_Dataset_:
=======

PR #8522, opened 2022-03-19
[1.18.2] Allow Modders to create custom datapack registries

Silverminer007:
This PR allows Modders to easily create a custom registry that loads elements not only from code, but from data-packs too:
- Allow Modders to set a registry to be a data pack in their Registry Builder (this enables tags too) (these registires will get injected to BuiltinRegistries#REGISTRY)
- Allow registering elements trough the DeferredRegister
- Added DataPackRegistriesHooks to create a data-pack DeferedRegister to register elements in code
- Added AddBuiltinRegistryEvent to add the direct codec/and network codec to RegistryAcess#REGISTRIES
- All elements of the registry 'mod_a:registry_a' are read from 'data/modid/mod_a/registry_a/'
- All tags of the registry 'mod_a:registry_a' are read from 'data/modid/tags/mod_a/registry_a'
- Elements registered in code can be overridden from data-packs

**Technical Approach** 
- Patch Registry Access to use a immutable view of the mutable REGISTRIES Map
- On Load Complete, a event is fired to add the direct codec to that event
- Add a utility method to create Holder objects for these registries in DataPackRegistriesHooks
- Expand NewRegistryEvent#fill to inject data-pack registries to BuiltinRegistries#REGISTRY (Builtin Root Registry)
- The ResourceKey of a data-pack registry is verified to be prefixed with the modid, to prevent mod conflicts

**Why is this useful**
- Data-pack registries allows better customisability of mod registries for users
- Data-pack based registries can improve inter mod compatibility

**Fin**
This PR is based on #8263. It aims to make it easier to add data-pack registries and bring a port for 1.18.2.  I think there are other ways to implement this feature, but I think this brings the smallest patch size and the easiest way for modders to a new data-pack registry. If you want me to add any additional test case, just let me know. Thanks :)


ChampionAsh5357:
Looking over this, it seems to be the same as the aforementioned PR besides the coupling to the vanilla registry system compared to the forge based registry.

Currently, since the registry system for Forge would need to be redesigned to support all the changes Mojang has made, this is not really worthwhile. It seems to use operations that were added in tags fix which was mainly patchwork. In addition, I don't believe custom datapack registries should be coupled to vanilla's system since a much better implementation could be made.

My opinion as such would be to redesign this system once a more concrete standpoint has been made on the future on how Forge will handle the registry changes. Until then, if you want this system, it would be just as easy to make this into a mod.

Silverminer007:
I don't think this can be done in a mod without core modding, because RegistryAccess is an interface that doesn't even allow mixins to be used. 
I'm willing to make a new attempt to implement this, but I'd like to know exactly what points to change. I have considered making RegistryAccess#REGISTRIES non-modifiable, but I think that is very difficult without major changes. I tried creating an event that fires as soon as the lambda is run, but that fires before the mods start loading, so mods weren't able to subscribe to the event. Any implementation ideas are welcome.

ChampionAsh5357:
> I don't think this can be done in a mod without core modding, because RegistryAccess is an interface that doesn't even allow mixins to be used.

It can. Just purely using datapacks with reload listeners works just as well since they are both loaded around the same time. The reason I mentioned it is because I have done it.

> I'm willing to make a new attempt to implement this, but I'd like to know exactly what points to change.

As I've mentioned, it makes more sense to wait for this PR until Forge finalizes how they plan to change registries to deal with Mojang changes since otherwise this would just be building upon a patchwork fix which is not ideal for a new major subsystem.

marchermans (approved):

hYdos (approved):

hYdos:
> As I've mentioned, it makes more sense to wait for this PR until Forge finalizes how they plan to change registries to deal with Mojang changes since otherwise this would just be building upon a patchwork fix which is not ideal for a new major subsystem.

The only issue with this is that some modders may want to just work on their mods and having data driven registries may be core features of mods.

Commoble:
> > I don't think this can be done in a mod without core modding, because RegistryAccess is an interface that doesn't even allow mixins to be used.
> 
> It can. Just purely using datapacks with reload listeners works just as well since they are both loaded around the same time. The reason I mentioned it is because I have done it.

A big problem here is that dynamic registries and dimensions now (as of 1.18.2) load before reloadable data (as opposed to loading after reloadable data in earlier versions). This matters for other WIP features, such as https://github.com/MinecraftForge/MinecraftForge/pull/8341, which intends to provide a means of making data-driven modifications to biomes prior to dimensions loading. If reloadable data hasn't loaded yet, then the only data available at that time is via the dynamic registries, so we'd need some sort of way to make custom dynamic registries to make that viable.

src/main/java/net/minecraftforge/registries/DataPackRegistriesHooks.java
```diff
@@ -0,0 +1,101 @@
...
+
+public class DataPackRegistriesHooks
+{
+   private static Map<ResourceKey<? extends Registry<?>>, RegistryAccess.RegistryData<?>> REGISTRY_ACCESS_REGISTRIES_COPY;
+
+   /** Modders, DO NOT USE. Internal use only */
+   public static Map<ResourceKey<? extends Registry<?>>, RegistryAccess.RegistryData<?>> addBuiltinRegistriesEvent(ImmutableMap.Builder<ResourceKey<? extends Registry<?>>, RegistryAccess.RegistryData<?>> builder)
+   {
+      REGISTRY_ACCESS_REGISTRIES_COPY = new HashMap<>(builder.build());
+      return REGISTRY_ACCESS_REGISTRIES_COPY;
```
SizableShrimp: This method should return an immutable view instead of the mutable map.

src/main/java/net/minecraftforge/registries/DataPackRegistriesHooks.java
```diff
@@ -0,0 +1,101 @@
...
+import java.util.HashMap;
+import java.util.Map;
+import java.util.Optional;
+
+public class DataPackRegistriesHooks
+{
+   private static Map<ResourceKey<? extends Registry<?>>, RegistryAccess.RegistryData<?>> REGISTRY_ACCESS_REGISTRIES_COPY;
+
+   /** Modders, DO NOT USE. Internal use only */
+   public static Map<ResourceKey<? extends Registry<?>>, RegistryAccess.RegistryData<?>> addBuiltinRegistriesEvent(ImmutableMap.Builder<ResourceKey<? extends Registry<?>>, RegistryAccess.RegistryData<?>> builder)
```
SizableShrimp, line 29: This method and others like it with `Modders, DO NOT USE. Internal use only` as documentation should be expanded to have `@Deprecated`.

src/main/java/net/minecraftforge/event/world/AddBuiltinRegistryEvent.java
```diff
@@ -0,0 +1,33 @@
...
+import net.minecraft.core.RegistryAccess;
+import net.minecraft.resources.ResourceKey;
+import net.minecraftforge.eventbus.api.Event;
+import net.minecraftforge.fml.event.IModBusEvent;
+import org.jetbrains.annotations.NotNull;
+import org.jetbrains.annotations.Nullable;
+
+import java.util.function.BiConsumer;
+
+public class AddBuiltinRegistryEvent extends Event implements IModBusEvent
```
SizableShrimp, line 32: This whole event class needs some serious documentation.

src/main/java/net/minecraftforge/registries/DataPackRegistriesHooks.java
```diff
@@ -0,0 +1,101 @@
...
+
+   /** Modders, DO NOT USE. Internal use only */
+   public static void fireAddBuiltinRegistriesEvent()
+   {
+      AddBuiltinRegistryEvent registryEvent = new AddBuiltinRegistryEvent((resourceKey, registryData) ->
+      {
+         validateRegistryKey(resourceKey);
+         if (!BuiltinRegistries.REGISTRY.containsKey(resourceKey.location()))
+         {
+            throw new IllegalArgumentException("DataPack registry must be marked as DataPack Registry in RegistryBuilder");
```
SizableShrimp: Weird formatting, this should probably directly reference the method on RegistryBuilder in the format `RegistryBuilder#isDataPackRegistry` and DataPack capitalization is weird.

src/main/java/net/minecraftforge/registries/DataPackRegistriesHooks.java
```diff
@@ -0,0 +1,101 @@
...
+         throw new IllegalArgumentException(String.format("Registry path must be prefixed with '%s'", prefix));
+      }
+   }
+
+   public static <T extends IForgeRegistryEntry<T>> DeferredRegister<T> createDataPackRegistry(ResourceKey<? extends Registry<T>> registryKey, String modid, Class<T> baseClass)
+   {
+      DeferredRegister<T> deferredRegister = DeferredRegister.create(registryKey, modid);
+      deferredRegister.makeRegistry(baseClass, () -> new RegistryBuilder<T>().disableSync().disableSaving().isDataPackRegistry());
+      return deferredRegister;
+   }
```
SizableShrimp: All of this seems like unnecessary util.

src/main/java/net/minecraftforge/registries/DataPackRegistriesHooks.java
```diff
@@ -0,0 +1,101 @@
...
+
+      return Optional.empty();
+   }
+
+   private static boolean registryExists(ResourceLocation registryName)
+   {
+      return RegistryManager.ACTIVE.getRegistry(registryName) != null
+            || Registry.REGISTRY.containsKey(registryName)
+            || BuiltinRegistries.REGISTRY.containsKey(registryName);
+   }
```
SizableShrimp: Unnecessary util, superseded by #8548.

src/main/java/net/minecraftforge/registries/DeferredRegister.java
```diff
@@ -364,6 +366,7 @@ public void register(IEventBus bus)
             bus.addListener(this::createRegistry);
         }
     }
+
```
SizableShrimp: This needs to be deleted/reverted.

src/main/java/net/minecraftforge/registries/NewRegistryEvent.java
```diff
@@ -62,8 +63,15 @@ void fill()
...
-                RegistryManager.registerToRootRegistry((ForgeRegistry<?>) reg);
+            if(builder.getIsDataPackRegistry())
+            {
+                if (builder.getHasWrapper() && !BuiltinRegistries.REGISTRY.containsKey(reg.getRegistryName()))
+                    RegistryManager.registerToBuiltinRegistry((ForgeRegistry<?>) reg);
+            } else
+            {
+                if (builder.getHasWrapper() && !Registry.REGISTRY.containsKey(reg.getRegistryName()))
+                    RegistryManager.registerToRootRegistry((ForgeRegistry<?>) reg);
+            }
```
SizableShrimp: This else and if should be merged.

src/main/java/net/minecraftforge/registries/NewRegistryEvent.java
```diff
@@ -62,8 +63,15 @@ void fill()
                 .collect(Collectors.toMap(RegistryData::builder, d -> d.builder().create(), (a, b) -> a, IdentityHashMap::new));
 
         builtRegistries.forEach((builder, reg) -> {
-            if (builder.getHasWrapper() && !Registry.REGISTRY.containsKey(reg.getRegistryName()))
-                RegistryManager.registerToRootRegistry((ForgeRegistry<?>) reg);
+            if(builder.getIsDataPackRegistry())
```
SizableShrimp: Missing space after `if`.

src/main/java/net/minecraftforge/registries/RegistryBuilder.java
```diff
@@ -230,6 +231,13 @@ public RegistryBuilder<T> hasTags()
         return this;
     }
 
+    public RegistryBuilder<T> isDataPackRegistry()
+    {
+        this.hasWrapper();// A Wrapper is required for data pack registries
```
SizableShrimp: Wrapper shouldn't be capitalized, and there should be a space after the semicolon and before the comment start.

src/main/java/net/minecraftforge/registries/RegistryBuilder.java
```diff
@@ -387,4 +395,9 @@ boolean getHasWrapper()
     {
         return this.hasWrapper;
     }
+
+    boolean getIsDataPackRegistry()
```
SizableShrimp: Kinda weirder getter name.

src/main/java/net/minecraftforge/registries/RegistryManager.java
```diff
@@ -163,6 +165,15 @@ static <V extends IForgeRegistryEntry<V>> void registerToRootRegistry(ForgeRegis
...
     }
 
+    @SuppressWarnings("unchecked")
+    static <V extends IForgeRegistryEntry<V>> void registerToBuiltinRegistry(ForgeRegistry<V> forgeReg)
+    {
+        WritableRegistry<Registry<V>> registry = (WritableRegistry<Registry<V>>) BuiltinRegistries.REGISTRY;
+        Registry<V> wrapper = forgeReg.getWrapper();
+        if (wrapper != null)
+            registry.register(forgeReg.getRegistryKey(), wrapper, Lifecycle.experimental());
+    }
```
SizableShrimp: Instead of code duplication, probably better to extract the last 3 lines of both functions, and possibly the unchecked cast too, to a private static helper function.

src/test/java/net/minecraftforge/debug/world/DataPackRegistriesTest.java
```diff
@@ -0,0 +1,210 @@
...
+import net.minecraftforge.registries.ForgeRegistryEntry;
+import net.minecraftforge.registries.RegistryObject;
+import org.jetbrains.annotations.Nullable;
+import org.slf4j.Logger;
+
+import java.util.List;
+import java.util.Optional;
+
+@Mod(DataPackRegistriesTest.MODID)
+public class DataPackRegistriesTest
```
SizableShrimp, line 35: Please add an ENABLED boolean flag. If it is particularly log spammy or modifies vanilla behavior, please default it to disabled (false).

SizableShrimp (changes requested):
This looks like a good start. But it still needs some work, and also need to run `updateLicenses`.

src/main/java/net/minecraftforge/event/world/AddBuiltinRegistryEvent.java
Silverminer007: I hope, I haven't missed anything important in the new documentation. Is there anything that I should add?

src/main/java/net/minecraftforge/registries/DataPackRegistriesHooks.java
Silverminer007: I'm not sure what you mean with "immutable view". I need to pass the mutable map, because it changes afterwards. If I would return the immutable map, all changes through the event would be ignored. Could you specify what you mean?

SizableShrimp: A collection "view" is a wrapper instance around an original collection that is updated when the original collection is updated. It is a view because it does not have the same properties / allowed functions. In this case, the immutable view would not allow mutating the map, only reading. Please see `Collections#unmodifiableMap`.

src/main/java/net/minecraftforge/event/world/AddBuiltinRegistryEvent.java
```diff
@@ -0,0 +1,60 @@
...
+ * <p>
+ *    This event is used to register the Codec to a data-pack-registry. All Registries passed here should be marked as data-pack-registries
+ *    with RegistryBuilder#dataPackRegistry.
+ * </p>
+ * <p>
+ *    You should avoid the usage of {link AddBuiltinRegistryEvent#addRegistry(ResourceKey, Codec, Codec)},
+ *    because clients missing the required network codec can cause strange issues
+ * </p>
+ */
+public class AddBuiltinRegistryEvent extends Event implements IModBusEvent
```
SizableShrimp, line 32: Use `{@link}` more here, instead of just dropping capitalized names.
Missing a period on the last sentence.
Last sentence is also not specific. What strange issues? When will a client being missing the network codec?

src/main/java/net/minecraftforge/event/world/AddBuiltinRegistryEvent.java
```diff
@@ -0,0 +1,60 @@
...
+   public AddBuiltinRegistryEvent(BiConsumer<ResourceKey<? extends Registry<?>>, RegistryAccess.RegistryData<?>> dataPackRegistryConsumer)
+   {
+      this.dataPackRegistryConsumer = dataPackRegistryConsumer;
+   }
+
+   /**
+    * @param registryKey The passed ResourceKey should belong to a Registry marked as data-pack-registry with RegistryBuilder#dataPackRegistry
+    * @param codec this codec is used to serialize elements from data-packs to the registry
+    */
+   public <T> AddBuiltinRegistryEvent addRegistry(@NotNull ResourceKey<? extends Registry<T>> registryKey, @NotNull Codec<T> codec)
```
SizableShrimp, line 45: Be consistent with your capitalization on docs please. Prefer lowercase to start a parameter doc line if you can. A link to what you can call on RegistryBuilder would also be more appropriate.

src/main/java/net/minecraftforge/event/world/AddBuiltinRegistryEvent.java
```diff
@@ -0,0 +1,60 @@
...
+   {
+      return this.addRegistry(registryKey, codec, null);
+   }
+
+   /**
+    * @param registryKey The passed ResourceKey should belong to a Registry marked as data-pack-registry with RegistryBuilder#dataPackRegistry
+    * @param codec this codec is used to serialize elements from data-packs to the registry
+    * @param networkCodec the network codec is used to serialize all registry elements for client-server sync. If you want to disable sync, pass {@code null}
+    */
+   public <T> AddBuiltinRegistryEvent addRegistry(@NotNull ResourceKey<? extends Registry<T>> registryKey, @NotNull Codec<T> codec, @Nullable Codec<T> networkCodec)
```
SizableShrimp, line 55: Same deal as the other addRegistry method.

src/main/java/net/minecraftforge/registries/DataPackRegistriesHooks.java
```diff
@@ -0,0 +1,61 @@
...
+
+   private static void validateRegistryKey(ResourceKey<? extends Registry<?>> registryKey)
+   {
+      var location = registryKey.location();
+      var prefix = location.getNamespace() + '/';
+
+      if (!location.getPath().startsWith(prefix))
+      {
+         throw new IllegalArgumentException(String.format("Registry path must be prefixed with '%s'", prefix));
```
SizableShrimp, line 58: This should be using `Locale.ENGLISH`. But I don't really get the point of this validation method at all. Can you explain?

src/main/java/net/minecraftforge/registries/NewRegistryEvent.java
```diff
@@ -62,8 +63,14 @@ void fill()
                 .collect(Collectors.toMap(RegistryData::builder, d -> d.builder().create(), (a, b) -> a, IdentityHashMap::new));
 
         builtRegistries.forEach((builder, reg) -> {
-            if (builder.getHasWrapper() && !Registry.REGISTRY.containsKey(reg.getRegistryName()))
+            if (builder.isDataPackRegistry())
+            {
+                if (builder.getHasWrapper() && !BuiltinRegistries.REGISTRY.containsKey(reg.getRegistryName()))
+                    RegistryManager.registerToBuiltinRegistry((ForgeRegistry<?>) reg);
+            } else if (builder.getHasWrapper() && !Registry.REGISTRY.containsKey(reg.getRegistryName()))
```
SizableShrimp, line 70: Small thing but this would follow the formatting by having the `else if` start on a new line separate from the closing brace.

src/main/java/net/minecraftforge/registries/RegistryBuilder.java
```diff
@@ -230,6 +231,13 @@ public RegistryBuilder<T> hasTags()
         return this;
     }
 
+    public RegistryBuilder<T> dataPackRegistry()
```
SizableShrimp, line 234: Would it be good to explain what enabling a data pack registry does here?

SizableShrimp (changes requested):

sciwhiz12:
As per previous communication from the author, this is effectively superseded by #8630, which is a fork of this PR.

=======

_Task statement_: Take the entries above and copy them exactly from the first line through the line with "This PR allows"; leave out every line after it.

_Result_:
PR #8522, opened 2022-03-19
[1.18.2] Allow Modders to create custom datapack registries

Silverminer007:
This PR allows Modders to easily create a custom registry that loads elements not only from code, but from data-packs too:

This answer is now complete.